条例 / 改稿履歴
第1稿から第4稿まで、
どこをどう直したか。
条例案は3回書き直しています。思いつきで作った文書ではなく、指摘を受けて直してきた文書であることを、そのまま見ていただきたいと考えています。各稿の全文も公開しています。
第1稿
原案
全6章・25条
約2,300字
約2,300字
第2稿
市道の修正
全6章・25条
変更は1箇所のみ
変更は1箇所のみ
第3稿
実効性の付与
全9章・43条
約5,400字(2.4倍)
約5,400字(2.4倍)
第4稿
フレームの転換
全9章・43条
条文構造・数値は据え置き
条文構造・数値は据え置き
第1稿 → 第2稿
住民の生活道路を、塞ぐところだった。
変更したのはたった1箇所です。
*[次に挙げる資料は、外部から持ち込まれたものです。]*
PR #784, opened 2026-08-04
CI: cut the run from ~24 min to ~14 min

rbuergi:
Stacked on #782 (same file) — review/merge that first.

Measured on run [30903428924](https://github.com/Systemorph/MeshWeaver/actions/runs/30903428924) (green: 23.7 min wall, 72 min runner time):

```
build 9.3 min ──▶ slowest shard 13.8 min ──▶ collector 0.3 min
```

| Shard | free-disk | **download** | extract | tests | total |
|---|---:|---:|---:|---:|---:|
| 2 | 61 | **35** | 25 | 355 | 503 |
| 3 | 64 | **162** | 25 | 240 | 522 |
| 4 | 79 | **143** | 50 | 247 | 552 |
| 0 | 66 | **177** | 26 | 286 | 589 |
| 1 | 62 | **147** | 48 | 445 | 743 |
| 5 | 78 | **318** | 25 | 370 | **827** |

## 1. The shard imbalance was never the tests — it was the artifact

One 3.3 GB artifact, downloaded by all six shards = **20 GB of transfer per run**, and the artifact service's throughput varies ~10× run to run: **35 s … 318 s for the same bytes**. The long-pole shard spent 318 s downloading and a perfectly ordinary 370 s testing; the fastest shard fetched the identical bytes in 35 s.

The build now packs **one tarball per shard** and each shard downloads only its own (~1/6).

The assignment moves to `.github/scripts/shard-assign.sh` because **both** jobs need it now — build to decide what goes in each artifact, test to decide what to run. Two inline copies could silently diverge, and a shard would then try to run a project whose bin it never downloaded. Portable on purpose (no `declare -A`), so it verifies locally:

```bash
SHARD_INDEX=0 SHARD_TOTAL=6 .github/scripts/shard-assign.sh
```

## 2. The weight table had drifted

Measured 2026-07-13; ~100 s of long pole had rotted into it — Monolith 200→**345**, Data 25→**73**, Persistence 165→**97**, Security 90→**34**, PluginTester 60→**8**.

Re-measured as the **max over two green runs** (30903428924, 30903158378) so a shard is sized for the bad case, not the average. LPT now balances to **345 / 340 / 340 / 339 / 339 / 339** (measured spread was 240–445). 345 is `Hosting.Monolith.Test` alone — the floor for any sharding.

## 3. `Free disk space` ran 78 s × 7 jobs

Dropped the two sub-steps that don't pay for themselves:
- **docker-images** prunes the runner's pre-baked images (node, buildpack-deps), none of which is the pgvector image Testcontainers then pulls anyway;
- **swap-storage** deletes the swapfile on jobs running memory-heavy hosts (`Persistence.Test` carries a memory watchdog) and reclaimed **0 B** on the measured run.

Kept android (11 GiB) + haskell (3.6 GiB). A `df -h` probe after extract now reports headroom, so we can decide from data whether the rest can go too.

## Safety

The shard **fails loudly** if `shard-assign` yields no projects. `set +e` is in force there, so a broken script would otherwise leave the loop with nothing to run and the shard would report **green having run zero tests** — exactly the masked-failure class the exit-marker gate exists to catch.

## Verified

- `actionlint` clean, `shellcheck` clean.
- Assignment verified locally: **all 62 projects covered exactly once, zero duplicates**, loads 345/340/340/339/339/339.
- The macOS-awk portability trap is fixed (a multi-line `awk -v` value works on the runner's gawk but errors on macOS awk — the `-v` form would have "worked in CI" while being unverifiable locally).

## Not done

Caching the NuGet restore (39 s). Restoring a multi-GB packages folder plausibly costs as much as it saves; I'd rather not put an unmeasured change on the critical path. Worth a measurement of its own.

Splitting the three heavyweights (Monolith 345 + AI 263 + Orleans 239 = 43% of all test time) would lower the 345 s floor, but it needs class-level splitting across processes and `xunit.runner.json` pins `maxParallelThreads: 1` — semantics-changing, so not bundled here.


rbuergi:
Triage (session working the open-PR queue): merged current main into the branch (8bd2cd3f) after the earlier author-side merge (299d4720) — the branch is not stale against the #796 shard split.

Two consecutive CI runs then failed on ONE test each — a different test on a different shard each time:

- run 30998033944, shard 4: `VersionHistoryTest.RollbackNode_RestoresHistoricalState` — "Test execution timed out after 20000 milliseconds".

しかしこの1箇所を直さなければ、条例は住民自身の生活を縛るものになっていました。
第1稿
自動車及びバギー等の乗入れ(を制限する)
第2稿
市道以外への自動車及びバギー等の乗入れ(を制限する)
市道は道路法に基づく公道であり、住民の生活道路です。ここへの乗入れまで制限すれば、条例は目的を外れるだけでなく、上位法との関係でも成立しません。対象は「市道以外」に限ると明示することで、規制の範囲がはっきりしました。
第2稿 → 第3稿
理念だけでは、何も止まらなかった。
第2稿までは、守るべきことを書いてはいても、開発が実際に持ち込まれたときに働く手続がありませんでした。第3稿で、条文を25条から43条へ増やし、実際に機能する仕組みを入れています。
新設 第2章
景観計画区域の指定
景観法第8条に接続することで、条例の基準を法律の枠組みに乗せました。
新設 第4章
大規模開発の事前届出制
30日前の届出、変更命令、建築確認との連動。この条例の中核です。
強化 第8章
違反への措置
公表、市の許認可・補助金との連動。罰金ではない実効性の持たせ方です。
第3稿 → 第4稿
「守る条例」から「価値をつくる条例」へ。
第4稿で変えたのは、条文の中身ではなく、立て方です。数値基準も手続も第3稿のまま。目的・理念・章の名前を、規制の言葉から地域価値の言葉に置き換えました。同じ内容でも、読み手の受け取り方が変わるからです。
第3稿のタイトル
平久保半島自然環境・星空景観及び持続可能な観光利用に関する条例
第4稿のタイトル
平久保半島条例
章
第3稿
第4稿
第2章
景観計画区域の指定及び景観計画
地域価値向上のための景観計画
第3章
星空環境及び光害対策
平久保ブランドの中核 ──「夜の暗さ」の価値保全
第4章
大規模開発の事前届出制
質の高い地域づくりを実現する事前届出制
第5章
エコロード及び自然利用区域
自然観光資源の価値保全と高付加価値化
第7章
観光事業者及び認定事業者の責務
観光事業者との協働
第8章
違反への措置
地域ブランドを守るための措置
「責務」を「協働」に、「違反への措置」を「地域ブランドを守るための措置」に。同じ条文が、事業者を取り締まる規定から、一緒にブランドを守る規定になります。